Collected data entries
________________________________________

PR #652, opened 2020-05-04
Reduce released CLI binary size by 75%

GrahamGoudeau:
TODO: Bump go-mod-make version number
BOT NOTES: 
resolves https://github.com/solo-io/service-mesh-hub/issues/651

### DIFF
--- a/Makefile
+++ b/Makefile
@@ -20,7 +20,8 @@ ifeq ($(TAGGED_VERSION),)
 endif
 VERSION ?= $(shell echo $(TAGGED_VERSION) | cut -c 2-)
 
-LDFLAGS := "-X github.com/solo-io/service-mesh-hub/pkg/version.Version=$(VERSION)"
+# "-s -w" strips out the debug symbol tables from the binaries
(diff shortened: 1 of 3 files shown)


Makefile
```diff
@@ -62,6 +63,7 @@ update-deps: mod-download
 	GO111MODULE=off go get -u github.com/google/wire/cmd/wire
 	GO111MODULE=off go get -u github.com/golang/mock/gomock
 	GO111MODULE=off go install github.com/golang/mock/mockgen
+	brew install upx
```
harveyxia, line 66: Does our cloudbuild image have brew installed?

christian-posta:
Let's make this an option to reduce the binary, but should not be the default. Let's make sure our builds include DWARF tables for debugging.

Makefile
GrahamGoudeau: ah, I had checked that our unit test CI build doesn't execute this target, but I just found that the docs and codegen does execute this target. So if we went with this I guess I'd move it out. But it sounds like we're not moving forward on this at all so I guess it's irrelevant

PR #655, opened 2020-05-04
Rename mesh-platform to compute-target, AWS secret handler move

harveyxia:
BOT NOTES: 
resolves https://github.com/solo-io/service-mesh-hub/issues/653
resolves https://github.com/solo-io/service-mesh-hub/issues/654


services/mesh-discovery/pkg/compute-target/aws/api_handler.go
```diff
@@ -74,24 +74,24 @@ func (a *awsCredsHandler) MeshPlatformAdded(ctx context.Context, secret *k8s_cor
...
 	if !ok {
-		logger.Errorf("Error stopping RestAPIDiscoveryReconciler for meshPlatform %s, entry not found in map.", secret)
+		logger.Errorf("Error stopping RestAPIDiscoveryReconciler for compute target %s, entry not found in map.", secret)
 	}
 	cancelFunc()
 	return nil
 }
 
-func (a *awsCredsHandler) buildContext(parentCtx context.Context, meshPlatformName string) (context.Context, context.CancelFunc) {
+func (a *awsCredsHandler) buildContext(parentCtx context.Context, computeTargetName string) (context.Context, context.CancelFunc) {
```
GrahamGoudeau, line 92: just thinking out loud, no action to take here: as this stuff progresses we'll probably have to unify our own mental model of how to refer to things- I could see "compute target name" being like "ec2", "kubernetes", etc. I wonder if we shouldn't do something like "computeTargetId" and "computeTargetKind"/"computeTargetType" or something. 

idk, just a thing for us to keep in mind

harveyxia: That's a good point, currently we are simply using a string (formerly `clusterName` or `clusterId`, whatever was provided by the user during `meshctl cluster register`) as the compute target identifier.

I see two questions here:

1. For automatically discovered compute targets, what should the identifier be? How do we handle ID conflicts with user supplied ID's for manually registered targets?
2. Will we need to record and utilize any additional metadata? Does SMH need to have an ontology of the different compute target types and cloud providers?

PR #662, opened 2020-05-07
Traffic Policy IR Design Doc

GrahamGoudeau:


design-docs/traffic-policy-ir.md
```diff
@@ -0,0 +1,84 @@
...
+
+We need to decide how to handle validation failures in a way that does not involve destructively mutating
+generated service mesh configuration when one or more traffic policies gets into an invalid state. We also
+want to prevent an invalid Traffic Policy from invalidating all the other Traffic Policies that impact the same
+translated resource. To state it another way, we want to ensure that if a single Traffic Policy is invalid,
+other (valid) Traffic Policies can continue to be updated and translated successfully. 
+
+## Proposed Design
+
+We propose introducing a *new CRD*: `TrafficPolicyIntermediateRepresentation` (please suggest names!) with the following spec:
```
ilackarms, line 29: `TrafficPolicyRevision` ?

GrahamGoudeau: I'm not sure if "Revision" applies, we're not keeping a versioned history here, nor do I think we really have to

harveyxia: In decreasing order of my preference:

1. `TrafficPolicyAggregate`
2. `TrafficPolicyMerged`
3. `TrafficPolicyCombined`

design-docs/traffic-policy-ir.md
```diff
@@ -0,0 +1,84 @@
...
+*Issue Link:* https://github.com/solo-io/service-mesh-hub/issues/585
+
+## Problem Summary
+
+Traffic Policies go through two rounds of validation:
+
+1. Individual validation
+    - eg ensure no negative retry rates
+1. Merge validation
+    - eg ensure no conflicting retry policies across multiple different Traffic Policies
```
harveyxia, line 16:
```suggestion
    - eg ensure no conflicting retry policies across multiple different Traffic Policies that apply to the same target (Istio) or source (AppMesh)
```

design-docs/traffic-policy-ir.md
```diff
@@ -0,0 +1,84 @@
...
+
+Handling these validation failures is complicated by the fact that multiple Traffic Policies can impact
+the same translated resource, like an Istio Virtual Service.
+
+We need to decide how to handle validation failures in a way that does not involve destructively mutating
+generated service mesh configuration when one or more traffic policies gets into an invalid state. We also
+want to prevent an invalid Traffic Policy from invalidating all the other Traffic Policies that impact the same
+translated resource. To state it another way, we want to ensure that if a single Traffic Policy is invalid,
+other (valid) Traffic Policies can continue to be updated and translated successfully.
```
harveyxia, line 25: Perhaps we should include a simple picture/diagram to illustrate this, something like this: 
Image from iOS

design-docs/traffic-policy-ir.md
```diff
@@ -0,0 +1,84 @@
...
+    message ValidatedTrafficPolicy {
+        string name = 1;
+        string namespace = 2;
+
+        // this essentially records the last known good state of the user-written traffic policy
+        TrafficPolicySpec traffic_policy_spec = 3;
+    }
+
+    // the destination which the merged traffic policies target 
+    ResourceRef destination_mesh_service = 1;
```
harveyxia, line 42: Given that AppMesh express access control by configuring the source, or client (see ["backends"](https://docs.aws.amazon.com/app-mesh/latest/APIReference/API_VirtualNodeSpec.html), perhaps we should name this "translation_target" to be generic?

design-docs/traffic-policy-ir.md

________________________________________

Exercise description:
Copy out every record above exactly as written.

Answer section:
PR #652, opened 2020-05-04
Reduce released CLI binary size by 75%

GrahamGoudeau:
TODO: Bump go-mod-make version number
BOT NOTES: 
resolves https://github.com/solo-io/service-mesh-hub/issues/651

### DIFF
--- a/Makefile
+++ b/Makefile
@@ -20,7 +20,8 @@ ifeq ($(TAGGED_VERSION),)
 endif
 VERSION ?= $(shell echo $(TAGGED_VERSION) | cut -c 2-)
 
-LDFLAGS := "-X github.com/solo-io/service-mesh-hub/pkg/version.Version=$(VERSION)"
+# "-s -w" strips out the debug symbol tables from the binaries
(diff shortened: 1 of 3 files shown)


Makefile
```diff
@@ -62,6 +63,7 @@ update-deps: mod-download
 	GO111MODULE=off go get -u github.com/google/wire/cmd/wire
 	GO111MODULE=off go get -u github.com/golang/mock/gomock
 	GO111MODULE=off go install github.com/golang/mock/mockgen
+	brew install upx
```
harveyxia, line 66: Does our cloudbuild image have brew installed?

christian-posta:
Let's make this an option to reduce the binary, but should not be the default. Let's make sure our builds include DWARF tables for debugging.

Makefile
GrahamGoudeau: ah, I had checked that our unit test CI build doesn't execute this target, but I just found that the docs and codegen does execute this target. So if we went with this I guess I'd move it out. But it sounds like we're not moving forward on this at all so I guess it's irrelevant

PR #655, opened 2020-05-04
Rename mesh-platform to compute-target, AWS secret handler move

harveyxia:
BOT NOTES: 
resolves https://github.com/solo-io/service-mesh-hub/issues/653
resolves https://github.com/solo-io/service-mesh-hub/issues/654


services/mesh-discovery/pkg/compute-target/aws/api_handler.go
```diff
@@ -74,24 +74,24 @@ func (a *awsCredsHandler) MeshPlatformAdded(ctx context.Context, secret *k8s_cor
...
 	if !ok {
-		logger.Errorf("Error stopping RestAPIDiscoveryReconciler for meshPlatform %s, entry not found in map.", secret)
+		logger.Errorf("Error stopping RestAPIDiscoveryReconciler for compute target %s, entry not found in map.", secret)
 	}
 	cancelFunc()
 	return nil
 }
 
-func (a *awsCredsHandler) buildContext(parentCtx context.Context, meshPlatformName string) (context.Context, context.CancelFunc) {
+func (a *awsCredsHandler) buildContext(parentCtx context.Context, computeTargetName string) (context.Context, context.CancelFunc) {
```
GrahamGoudeau, line 92: just thinking out loud, no action to take here: as this stuff progresses we'll probably have to unify our own mental model of how to refer to things- I could see "compute target name" being like "ec2", "kubernetes", etc. I wonder if we shouldn't do something like "computeTargetId" and "computeTargetKind"/"computeTargetType" or something. 

idk, just a thing for us to keep in mind

harveyxia: That's a good point, currently we are simply using a string (formerly `clusterName` or `clusterId`, whatever was provided by the user during `meshctl cluster register`) as the compute target identifier.

I see two questions here:

1. For automatically discovered compute targets, what should the identifier be? How do we handle ID conflicts with user supplied ID's for manually registered targets?
2. Will we need to record and utilize any additional metadata? Does SMH need to have an ontology of the different compute target types and cloud providers?

PR #662, opened 2020-05-07
Traffic Policy IR Design Doc

GrahamGoudeau:


design-docs/traffic-policy-ir.md
```diff
@@ -0,0 +1,84 @@
...
+
+We need to decide how to handle validation failures in a way that does not involve destructively mutating
+generated service mesh configuration when one or more traffic policies gets into an invalid state. We also
+want to prevent an invalid Traffic Policy from invalidating all the other Traffic Policies that impact the same
+translated resource. To state it another way, we want to ensure that if a single Traffic Policy is invalid,
+other (valid) Traffic Policies can continue to be updated and translated successfully. 
+
+## Proposed Design
+
+We propose introducing a *new CRD*: `TrafficPolicyIntermediateRepresentation` (please suggest names!) with the following spec:
```
ilackarms, line 29: `TrafficPolicyRevision` ?

GrahamGoudeau: I'm not sure if "Revision" applies, we're not keeping a versioned history here, nor do I think we really have to

harveyxia: In decreasing order of my preference:

1. `TrafficPolicyAggregate`
2. `TrafficPolicyMerged`
3. `TrafficPolicyCombined`

design-docs/traffic-policy-ir.md
```diff
@@ -0,0 +1,84 @@
...
+*Issue Link:* https://github.com/solo-io/service-mesh-hub/issues/585
+
+## Problem Summary
+
+Traffic Policies go through two rounds of validation:
+
+1. Individual validation
+    - eg ensure no negative retry rates
+1. Merge validation
+    - eg ensure no conflicting retry policies across multiple different Traffic Policies
```
harveyxia, line 16:
```suggestion
    - eg ensure no conflicting retry policies across multiple different Traffic Policies that apply to the same target (Istio) or source (AppMesh)
```

design-docs/traffic-policy-ir.md
```diff
@@ -0,0 +1,84 @@
...
+
+Handling these validation failures is complicated by the fact that multiple Traffic Policies can impact
+the same translated resource, like an Istio Virtual Service.
+
+We need to decide how to handle validation failures in a way that does not involve destructively mutating
+generated service mesh configuration when one or more traffic policies gets into an invalid state. We also
+want to prevent an invalid Traffic Policy from invalidating all the other Traffic Policies that impact the same
+translated resource. To state it another way, we want to ensure that if a single Traffic Policy is invalid,
+other (valid) Traffic Policies can continue to be updated and translated successfully.
```
harveyxia, line 25: Perhaps we should include a simple picture/diagram to illustrate this, something like this: 
Image from iOS

design-docs/traffic-policy-ir.md
```diff
@@ -0,0 +1,84 @@
...
+    message ValidatedTrafficPolicy {
+        string name = 1;
+        string namespace = 2;
+
+        // this essentially records the last known good state of the user-written traffic policy
+        TrafficPolicySpec traffic_policy_spec = 3;
+    }
+
+    // the destination which the merged traffic policies target 
+    ResourceRef destination_mesh_service = 1;
```
harveyxia, line 42: Given that AppMesh express access control by configuring the source, or client (see ["backends"](https://docs.aws.amazon.com/app-mesh/latest/APIReference/API_VirtualNodeSpec.html), perhaps we should name this "translation_target" to be generic?

design-docs/traffic-policy-ir.md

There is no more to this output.